Consider a dashboard that shows user statistics:

IDistributedCache:

csharp
public async Task<DashboardData> GetDashboard(string userId)
{
    var cacheKey = $"dashboard:{userId}";
    var cached = await _cache.GetStringAsync(cacheKey);
    if (cached != null)
        return JsonSerializer.Deserialize<DashboardData>(cached);

    var data = new DashboardData {
        User = await GetUser(userId),
        Orders = await GetUserOrders(userId),
        Stats = await CalculateStats(userId)
    };

    await _cache.SetStringAsync(cacheKey, JsonSerializer.Serialize(data),
        new DistributedCacheEntryOptions { AbsoluteExpirationRelativeToNow = TimeSpan.FromMinutes(5) });
    return data;
}

// When an order is added, you must remember to invalidate:
public async Task AddOrder(Order order)
{
    await _db.Orders.AddAsync(order);
    await _cache.RemoveAsync($"dashboard:{order.UserId}");
    await _cache.RemoveAsync($"orders:{order.UserId}");
    await _cache.RemoveAsync($"stats:{order.UserId}");
    // Did you get all the keys? Are there others?
}

Fusion:

csharp
[ComputeMethod]
public virtual async Task<DashboardData> GetDashboard(string userId, CancellationToken ct)
{
    return new DashboardData {
        User = await GetUser(userId, ct),      // Dependency
        Orders = await GetUserOrders(userId, ct),  // Dependency
        Stats = await CalculateStats(userId, ct)   // Dependency
    };
}

[CommandHandler]
public async Task AddOrder(AddOrderCommand cmd, CancellationToken ct)
{
    await _db.Orders.AddAsync(cmd.Order, ct);
    if (Invalidation.IsActive)
        _ = GetUserOrders(cmd.Order.UserId, default);
    // Dashboard auto-invalidates because it depends on GetUserOrders
}

Migration Path

You can gradually migrate from IDistributedCache to Fusion:

csharp
// Phase 1: Wrap existing cache access in compute methods
[ComputeMethod]
public virtual async Task<User> GetUser(string id, CancellationToken ct)
{
    // Still using IDistributedCache internally
    var cacheKey = $"user:{id}";
    var cached = await _cache.GetStringAsync(cacheKey, ct);
    if (cached != null)
        return JsonSerializer.Deserialize<User>(cached);

    var user = await _db.Users.FindAsync(id, ct);
    await _cache.SetStringAsync(cacheKey, JsonSerializer.Serialize(user));
    return user;
}

// Phase 2: Let Fusion handle caching, remove IDistributedCache
[ComputeMethod]
public virtual async Task<User> GetUser(string id, CancellationToken ct)
    => await _db.Users.FindAsync(id, ct);  // Fusion caches this

Combining Both

For distributed scenarios, you might use both:

  • IDistributedCache for simple, shared data (session tokens, rate limits)
  • Fusion for computed values with dependencies
csharp
public class HybridService : IComputeService
{
    private readonly IDistributedCache _cache;

    // Simple shared data — IDistributedCache is fine
    public async Task<string> GetSessionToken(string sessionId)
        => await _cache.GetStringAsync($"session:{sessionId}");

    // Computed value with dependencies — use Fusion
    [ComputeMethod]
    public virtual async Task<UserDashboard> GetDashboard(string userId, CancellationToken ct)
    {
        var user = await GetUser(userId, ct);
        var orders = await GetOrders(userId, ct);
        return new UserDashboard(user, orders);
    }
}

The Key Insight

IDistributedCache is a storage abstraction — it stores and retrieves bytes by key.

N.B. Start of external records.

PR #383, opened 2023-09-11
Auth0 inspired UX

clementsirieix:
https://github.com/Chainlit/chainlit/assets/10745953/a1b6db89-3b2b-469f-bb06-fb962249ac1b

⚠️ The issue during signin is fixed on the be

## Changes

- Use `react-password-checklist` to display password validation
- Reset error display on switching form
- Fix display of microsoft provider button

## How to test?

- Go to signup form
- Notice the password creation flow
- Notice that you can still login normally

### DIFF
--- a/libs/components/src/auth/AuthLogin.tsx
+++ b/libs/components/src/auth/AuthLogin.tsx
@@ -82,6 +82,10 @@ const AuthLogin = ({
   const [errorState, setErrorState] = useState(error);
 
   useEffect(() => {
+    setErrorState(undefined);
+    formik.resetForm();
+  }, [showSignIn]);
+  useEffect(() => {
     setErrorState(error);
   }, [error]);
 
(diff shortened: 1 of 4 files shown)


libs/components/src/auth/AuthLogin.tsx
```diff
@@ -91,101 +98,120 @@ const AuthLogin = ({
...
+              fontSize: 14
+            }}
           >
-            Continue
-          </Button>
-        </form>
-      ) : null}
+            Your password must contain:
+            <PasswordChecklist
+              rules={['minLength', 'specialChar', 'number', 'capital']}
```
willydouhard, line 186: this should be configurable, as chainlit app also use password auth and might not have those requiremetns

willydouhard (changes requested):

libs/components/src/auth/AuthLogin.tsx
clementsirieix: Made configurable 👍

PR #385, opened 2023-09-11
Add oauth implementation

tpatel:
- Moved JWT secret from the config file into an env variable


backend/chainlit/auth.py
```diff
@@ -1,18 +1,25 @@
...
 
-from chainlit import config
-
 reuseable_oauth = OAuth2PasswordBearer(tokenUrl="/login", auto_error=False)
 
-# TODO: make this an env variable with CLI command
-secret = random_secret()
+
+def get_jwt_secret():
+    return os.environ.get("CHAINLIT_JWT_SECRET")
```
willydouhard, line 15: maybe rename CHAINLIT_AUTH_SECRET?

backend/chainlit/cli/__init__.py
```diff
@@ -160,3 +164,13 @@ def chainlit_hello(args=None, **kwargs):
...
     init_config(log=True)
+
+
+@cli.command("create-secret")
+@click.argument("args", nargs=-1)
+def chainlit_create_secret(args=None, **kwargs):
+    trace_event("chainlit secret")
+
+    print(
+        f"Copy the following secret into your .env file:\nCHAINLIT_JWT_SECRET={random_secret()}"
```
willydouhard, line 175: maybe add a warning that if it is lost users will not be able to authenticate anymore

frontend/src/hooks/auth.ts
```diff
@@ -17,25 +42,39 @@ export const useAuth = () => {
...
+      logout();
       return;
     }
     try {
-      const { exp, ...AppUser } = JSON.parse(atob(accessToken.split('.')[1]));
+      const { exp, ...AppUser } = JSON.parse(atob(token.split('.')[1]));
+      setToken(token);
+      setAccessToken(`Bearer ${token}`);
       setUser(AppUser as IAppUser);
+      console.log('AppUser', AppUser);
```
willydouhard, line 64: remove console log

PR #398, opened 2023-09-14
Fix/build

willydouhard:


libs/components/package.json
```diff
@@ -14,39 +14,67 @@
   "author": "Chainlit",
   "license": "Apache-2.0",
   "version": "0.0.2",
-  "main": "dist/src/index.js",
+  "type": "module",
+  "main": "dist/src/index.cjs",
```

Fusion is a computational caching framework — it caches the results of method calls and tracks dependencies between them.

If your challenge is "I need to cache some values across servers," IDistributedCache works fine. If your challenge is "I have computed values that depend on each other and manual invalidation is error-prone," Fusion solves that higher-level problem.